Looking at the machine count, we see a lot of machines are being created and added.
$ oc get machines -n openshift-machine-api
NAME PHASE TYPE REGION ZONE AGE
ocp-demo-t82dn-master-0 Running 120m
ocp-demo-t82dn-master-1 Running 120m
ocp-demo-t82dn-master-2 Running 120m
ocp-demo-t82dn-worker-7zgzb Provisioning 17s
ocp-demo-t82dn-worker-8gh6f Provisioning 17s
ocp-demo-t82dn-worker-bpl9w Running 116m
ocp-demo-t82dn-worker-cwntr Running 116m
ocp-demo-t82dn-worker-dcvch Provisioning 17s
ocp-demo-t82dn-worker-dffnb Provisioning 17s
ocp-demo-t82dn-worker-m5jzm Provisioning 17s
ocp-demo-t82dn-worker-mh8vh Provisioning 17s
ocp-demo-t82dn-worker-ndvlr Running 116m
ocp-demo-t82dn-worker-vz4r4 Provisioning 17s
If we return to the Prism console, we see these VMs are being created on the Nutanix platform.
After eight minutes, the workload starts to terminate and the load on the cluster reduces. We can now see that the machine autoscaler will begin to delete the unnecessary Machines from the MachineSet.
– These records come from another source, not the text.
PR #48, opened 2020-04-20
support OFFICE_NETWORKS and format title with []

jacknagz:
### Background

Just doing some tuning

### Changes

* Support multiple office networks from non-office-logins
* Support /32 networks
* Tune the alert titles

### Testing

* Panther Analysis Tool

### DIFF
--- a/osquery_rules/linux/osquery_linux_logins_non_office.py
+++ b/osquery_rules/linux/osquery_linux_logins_non_office.py
@@ -1,7 +1,7 @@
 import ipaddress
 
-# Note: The IP Network below is only an example
-OFFICE_NETWORK = ipaddress.ip_network('192.0.1.0/24')
+# This is only an example network, but you can set it to whatever you'd like
+OFFICE_NETWORKS = [ipaddress.ip_network('192.168.1.100/32')]
 
 
 # TODO: Switch this to the `last` query and check the epoch to make sure they are new logins.
@@ -15,11 +15,19 @@ def rule(event):
     host_ip = event['columns'].get('host')
     if not host_ip:
         return False
+    host_ipaddr = ipaddress.IPv4Address(host_ip)
 
-    if ipaddress.IPv4Address(host_ip) not in OFFICE_NETWORK.hosts():
-        return True
+    non_office_logins = []
+    for office_network in OFFICE_NETWORKS:
+        # Check the case where the OFFICE_NETWORK is a /32
+        if office_network.num_addresses == 1:
+            non_office_logins.append(
+                office_network.network_address != host_ipaddr)
+        # Check all possible hosts in the office subnet
+        else:
+            non_office_logins.append(host_ipaddr not in office_network.hosts())
 
-    return False
+    return any(non_office_logins)
 
 
 def dedup(event):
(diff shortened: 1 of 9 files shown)


osquery_rules/linux/osquery_linux_logins_non_office.py
```diff
@@ -15,11 +15,19 @@ def rule(event):
...
+        # Check the case where the OFFICE_NETWORK is a /32
+        if office_network.num_addresses == 1:
+            non_office_logins.append(
+                office_network.network_address != host_ipaddr)
+        # Check all possible hosts in the office subnet
+        else:
+            non_office_logins.append(host_ipaddr not in office_network.hosts())
 
-    return False
+    return any(non_office_logins)
```
austinbyers, line 30: If I'm understanding this correctly, we're creating a list of bools and then checking for any True values in that list? Makes more sense (and more efficient) to just return True immediately when we find one:

```python
for office_network in OFFICE_NETWORKS:
    # Check the case where the OFFICE_NETWORK is a /32
    if office_network.num_addresses == 1 and office_network.network_address != host_ipaddr:
        return True
    elif host_ipaddr not in office_network.hosts():
        return True

return False
```

osquery_rules/linux/osquery_linux_logins_non_office.py
```diff
@@ -15,11 +15,19 @@ def rule(event):
...
-        return True
+    non_office_logins = []
+    for office_network in OFFICE_NETWORKS:
+        # Check the case where the OFFICE_NETWORK is a /32
+        if office_network.num_addresses == 1:
+            non_office_logins.append(
+                office_network.network_address != host_ipaddr)
+        # Check all possible hosts in the office subnet
+        else:
+            non_office_logins.append(host_ipaddr not in office_network.hosts())
```
nhakmiller, line 28: If you just check for `host_ipaddr not in office_network` on as opposed to `host_ipaddr not in office_network.hosts()` on line 28, you don't need the special case for a /32:

```
>>> import ipaddress
>>> office_networks = [ipaddress.ip_network('192.168.1.100/32'), ipaddress.ip_network('192.168.1.0/24')]
>>> host_ipaddr = ipaddress.IPv4Address('192.168.1.100')
>>> for office_network in office_networks:
...     print(host_ipaddr in office_network)
...
True
True
>>>
```

I'm not sure which one if more memory/time efficient under the hood for large subnets, I imagine they are about similar though. But I think without the special case the code is more clear.

osquery_rules/linux/osquery_linux_logins_non_office.py
nhakmiller: I think we actually want to have `return not any(non_office_logins)`, because as long as the IP address is from one of the office IP spaces we're happy right? So maybe:

```
for office_network in OFFICE_NETWORKS:
    # Check the case where the OFFICE_NETWORK is a /32
    if office_network.num_addresses == 1 and office_network.network_address == host_ipaddr:
        return False
    elif host_ipaddr in office_network.hosts():
        return False

return True
```

osquery_rules/linux/osquery_linux_logins_non_office.py
nhakmiller: Also holds true for public IP address spaces:

```
>>> office_networks = [ipaddress.ip_network('100.100.100.100/32'), ipaddress.ip_network('100.100.100.0/24')]
>>> host_ipaddr = ipaddress.IPv4Address('100.100.100.100')
>>> for office_network in office_networks:
...     print(host_ipaddr in office_network)
...
True
True
>>>
```

PR #49, opened 2020-04-22
Updated globals

nhakmiller:
### Background

Now that both Panther and the `panther_analysis_tool` have added support for globals, I am updating the pre-defined global provided in this pack so that it will be available for use. From now on, it will be included in all packaged releases, including the `all-policies` and `all-rules` packages.

### Changes

* Updated the globals file
* Fixed some field issues on recent rules

### Testing

* `make ci`


globals/panther.py
```diff
@@ -0,0 +1,87 @@
...
+import os
+from typing import Any, Dict
+from ipaddress import ip_network
+import boto3
+
+# Default to us-east-1 so this doesn't fail during CI (env variable is not always present in CI)
+# Used to communicate directly with the Panther resource data store
+# pylint: disable=no-member
+TABLE = boto3.resource('dynamodb',
+                       os.environ.get('AWS_DEFAULT_REGION',
```
austinbyers, line 11: What if someone has `AWS_REGION`?

Is there a specific reason we need to explicitly set the region instead of letting `boto3` figure it out? Usually we like to let the AWS SDK figure out the region instead of us trying to dictate it

If it's just to satisfy CI, perhaps an easier fix is to just use `AWS_REGION=us-east-1 python test...` in the CI command

austinbyers: Another option is to lazily construct the client:

```python
_TABLE = None

def table_client():
    global _TABLE
    if not _TABLE:
        _TABLE = boto3.resource(...)
    return _TABLE
```

This has the added advantage of not building the client if a standard deployment never needs it

nhakmiller: Well this is primarily loaded/run in the policy/rules engines, so I don't think `AWS_REGION` will be set unless we decide to set it. That being said, I don't remember 100% why we do it like this it's just how we had it setup when this was being loaded by the policy engine directly. Now that we have support for globals, I've moved this into the default global. I will look into not specifying the region, presumably python running in a lambda can figure out the region just fine without us specifying.

nhakmiller: I want to get this merged so that people can deploy with globals, I will create an issue for this and circle back later.

PR #53, opened 2020-05-14
May Update: S3 Rules

jacknagz:
### Background

A general audit and refresh of our S3 access log rules

### Changes

* Disable MFA delete policy by default
* Tune S3 access log rules, disable some by default, update severities and test cases

### Testing

Locally:

```
[INFO]: Testing analysis packs in aws_s3_rules/

AWS.S3.ServerAccess.Error
	[PASS] Access Error
	[PASS] Internal Server Error

AWS.S3.ServerAccess.IPWhitelist
	[PASS] Access From Approved IP
	[PASS] Access From Unapproved IP

AWS.S3.ServerAccess.Insecure
	[PASS] Secure Access to S3 Bucket
	[PASS] Insecure Access to S3 Bucket

AWS.S3.ServerAccess.Unauthenticated
	[PASS] Authenticated Access
	[PASS] Unauthenticated Access

AWS.S3.ServerAccess.UnknownRequester
	[PASS] Expected Access
	[PASS] Unexpected Access
```

### DIFF
--- a/aws_s3_rules/aws_s3_access_ip_whitelist.py
+++ b/aws_s3_rules/aws_s3_access_ip_whitelist.py
@@ -1,6 +1,6 @@
 from ipaddress import ip_network
-BUCKET_NAMES = {
-    # Example bucket names go here
+BUCKETS_TO_MONITOR = {
+    # Example bucket names to watch go here
 }
 WHITELIST_NETWORKS = {
     # IP addresses (in CIDR notation) indicating approved IP ranges for accessing S3 buckets}
@@ -9,8 +9,8 @@ WHITELIST_NETWORKS = {
 
 
 def rule(event):
-    if BUCKET_NAMES:
-        if event['bucket'] not in BUCKET_NAMES:
+    if BUCKETS_TO_MONITOR:
+        if event['bucket'] not in BUCKETS_TO_MONITOR:
             return False
 
     if 'remoteIP' not in event:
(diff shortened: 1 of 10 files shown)


aws_s3_rules/aws_s3_access_ip_whitelist.py
```diff
@@ -1,24 +1,30 @@
 from ipaddress import ip_network
-# IP addresses (in CIDR notation) indicating approved IP ranges for accessing S3 buckets
-IP_WHITELIST = {
+BUCKET_NAMES = {
+    # Example bucket names go here
```
nhakmiller, line 3: Should this comment say something like "restricted bucket names go here" or something?

aws_s3_rules/aws_s3_access_ip_whitelist.py
```diff
@@ -1,24 +1,30 @@
...
+}
+WHITELIST_NETWORKS = {
+    # IP addresses (in CIDR notation) indicating approved IP ranges for accessing S3 buckets}
     ip_network('10.0.0.0/8'),
 }
 
 
 def rule(event):
-    # Only evaluate if the remoteIP field is present
+    if BUCKET_NAMES:
```
nhakmiller, line 12: Is the intent that if BUCKET_NAMES is empty, it applies to all buckets? Perhaps a comment should clarify that under the BUCKET_NAMES declaration at the top.

aws_s3_rules/aws_s3_access_ip_whitelist.py
jacknagz: Yep, adding

aws_s3_rules/aws_s3_access_ip_whitelist.py
jacknagz: The intention is that if it's empty, we just apply to all buckets

PR #56, opened 2020-05-18
Updated os helper name

nhakmiller:
### Background

Set a `GlobalID` for the `global` analysis type.

### Changes

* Set a `GlobalID`
* Updated references to the helper functions to use the new `GlobalID`

### Testing

* `make ci`


global_helpers/panther_os_helpers.yml
```diff
@@ -1,4 +1,5 @@
 AnalysisType: global
-Filename: panther.py
+GlobalID: panther_os_helpers
```
jacknagz, line 2: It should be `oss` since `os` might get confusing with `operating system`

austinbyers: `operating system` is literally what I thought at first

requirements.txt
```diff
@@ -1,14 +1,14 @@
...
 bandit==1.6.2
 mypy==0.770
-pylint==2.4.4
-yapf==0.29.0
+pylint==2.5.2
+yapf==0.30.0
 ## The following requirements were added by pip freeze:
-astroid==2.3.3
+astroid==2.4.1
 boto3==1.12.24
```
austinbyers, line 12: Pin `boto3` to 1.12.22 to match the version in Lambda (and the version pinned in Panther itself)

global_helpers/panther_os_helpers.yml
nhakmiller: updated

PR #59, opened 2020-05-21
GH exposed key rule

BatteryCandy:
### Background

If you've ever walked into an organization with lots of AWS accounts and no control you are likely to not always know what people are doing with static IAM keys.  When static keys are uploaded to GH, AWS detects these and emails the account root email address.  But that might not always be the team that should be tracking this activity for longer term remediation of usage patterns within your company. 

### Changes

This detection monitors AWS cloudtrail for AWS service placing a deny all policy on the IAM user.  Its the same policy every time and therefore a good indicator for doing cleanup in your accounts when accidents happen.  Additionally, this type of activity is good for tracking for pushing internal changes to account usage practices. 

### Testing

Example event log has been included for testing.

### DIFF
--- a/aws_cloudtrail_rules/aws_key_compromised.py
+++ b/aws_cloudtrail_rules/aws_key_compromised.py
@@ -1,14 +1,11 @@
 def rule(event):
     # Capture PutUserPolicy
-    request = event.get('requestParameters')
-    return event.get('eventName').startswith(
-        'PutUserPolicy') and request.get('policyName').startswith('AWSExposedCredentialPolicy_DO_NOT_REMOVE')
+    return event.get('eventName') == 'PutUserPolicy' and event['requestParameters'].get('policyName') == 'AWSExposedCredentialPolicy_DO_NOT_REMOVE'
 
 
 def dedup(event):
-    return event.get('userIdentity', {}).get('userName')
+    return event['userIdentity'].get('userName')
 
 
 def title(event):
-    user_identity = event.get('userIdentity', {})
-    return '{} {} key was uploaded to public github repo'.format(user_identity.get('accessKeyId'),dedup(event))
+    return '{} {} key was uploaded to public github repo'.format(event['userIdentity'].get('accessKeyId'),dedup(event))
--- a/aws_cloudtrail_rules/aws_key_compromised.py
+++ b/aws_cloudtrail_rules/aws_key_compromised.py
@@ -1,6 +1,8 @@
 def rule(event):
     # Capture PutUserPolicy
-    return event.get('eventName') == 'PutUserPolicy' and event['requestParameters'].get('policyName') == 'AWSExposedCredentialPolicy_DO_NOT_REMOVE'
+    return event.get(
+        'eventName') == 'PutUserPolicy' and event['requestParameters'].get(
+            'policyName') == 'AWSExposedCredentialPolicy_DO_NOT_REMOVE'
 
 
 def dedup(event):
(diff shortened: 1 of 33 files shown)


aws_cloudtrail_rules/aws_key_compromised.py
```diff
@@ -0,0 +1,14 @@
+def rule(event):
+    # Capture PutUserPolicy
+    request = event.get('requestParameters')
+    return event.get('eventName').startswith(
+        'PutUserPolicy') and request.get('policyName').startswith('AWSExposedCredentialPolicy_DO_NOT_REMOVE')
+
+
+def dedup(event):
+    return event.get('userIdentity', {}).get('userName')
```
jacknagz, line 9:
```suggestion
    return event['userIdentity'].get('userName')
```

You can skip `.get()` for the required fields (bolded and [found here](https://docs.runpanther.io/supported-logs/aws#aws-cloudtrail))

aws_cloudtrail_rules/aws_key_compromised.yml
```diff
@@ -0,0 +1,47 @@
+AnalysisType: rule
+Filename: aws_key_compromised.py
+RuleID: AWS.Key.Compromised
```
jacknagz, line 3: Let's call this `AWS.IAM.AccessKeyCompromised`

aws_cloudtrail_rules/aws_key_compromised.py
```diff
@@ -0,0 +1,14 @@
+def rule(event):
+    # Capture PutUserPolicy
+    request = event.get('requestParameters')
+    return event.get('eventName').startswith(
```
jacknagz, line 4: I'm not seeing any other events that could match `PutRolePolicy` ([ref](https://docs.aws.amazon.com/IAM/latest/UserGuide/list_identityandaccessmanagement.html)), should we just do an equality check?

aws_cloudtrail_rules/aws_key_compromised.py
```diff
@@ -0,0 +1,14 @@
...
+        'PutUserPolicy') and request.get('policyName').startswith('AWSExposedCredentialPolicy_DO_NOT_REMOVE')
+
+
+def dedup(event):
+    return event.get('userIdentity', {}).get('userName')
+
+
+def title(event):
+    user_identity = event.get('userIdentity', {})
```
jacknagz, line 13: This is also a required field, so direct access is safe!

aws_cloudtrail_rules/aws_key_compromised.py
```diff
@@ -0,0 +1,14 @@
+def rule(event):
+    # Capture PutUserPolicy
+    request = event.get('requestParameters')
+    return event.get('eventName').startswith(
+        'PutUserPolicy') and request.get('policyName').startswith('AWSExposedCredentialPolicy_DO_NOT_REMOVE')
```
jacknagz, line 5: Similar comment here on startswith(), should we just check that the string `AWSExposedCredentialPolicy` is in the `policyName` somewhere?

aws_cloudtrail_rules/aws_key_compromised.py
BatteryCandy: 👍

aws_cloudtrail_rules/aws_key_compromised.yml
BatteryCandy: 👍

aws_cloudtrail_rules/aws_key_compromised.py
BatteryCandy: made this an equality check as this is always the policy thats applied

BatteryCandy:
I think I have everything addressed now.  Thanks for the review and let me know if anything you'd like resolved.

austinbyers:
Merging because tests pass and there is an approval. Thanks @BatteryCandy !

$ oc get machines -n openshift-machine-api
NAME PHASE TYPE REGION ZONE AGE
ocp-demo-t82dn-master-0 Running 130m
ocp-demo-t82dn-master-1 Running 130m
ocp-demo-t82dn-master-2 Running 128m
ocp-demo-t82dn-worker-7zgzb Deleting 10m7s
ocp-demo-t82dn-worker-bpl9w Running 126m
ocp-demo-t82dn-worker-cwntr Running 126m
ocp-demo-t82dn-worker-dcvch Running 10m7s
ocp-demo-t82dn-worker-dffnb Running 10m7s
ocp-demo-t82dn-worker-m5jzm Deleting 10m7s
ocp-demo-t82dn-worker-ndvlr Running 126m
ocp-demo-t82dn-worker-vz4r4 Running 10m7s
Additionally, the same is visible on the OpenShift console and we see the VM deletions on Nutanix from Prism.
Conclusion
With OpenShift 4.11, deploying and managing an enterprise Kubernetes solution on Nutanix has become easier. The IPI installer’s integration allows for automated provisioning of the OpenShift cluster by employing the native Nutanix APIs. Operators gain back a lot of time and effort not only on day 0 work, but on day 2 capabilities. By dynamically provisioning the underlying Nutanix infrastructure, the OpenShift cluster can automatically scale up and down to accommodate the changing needs of modern applications.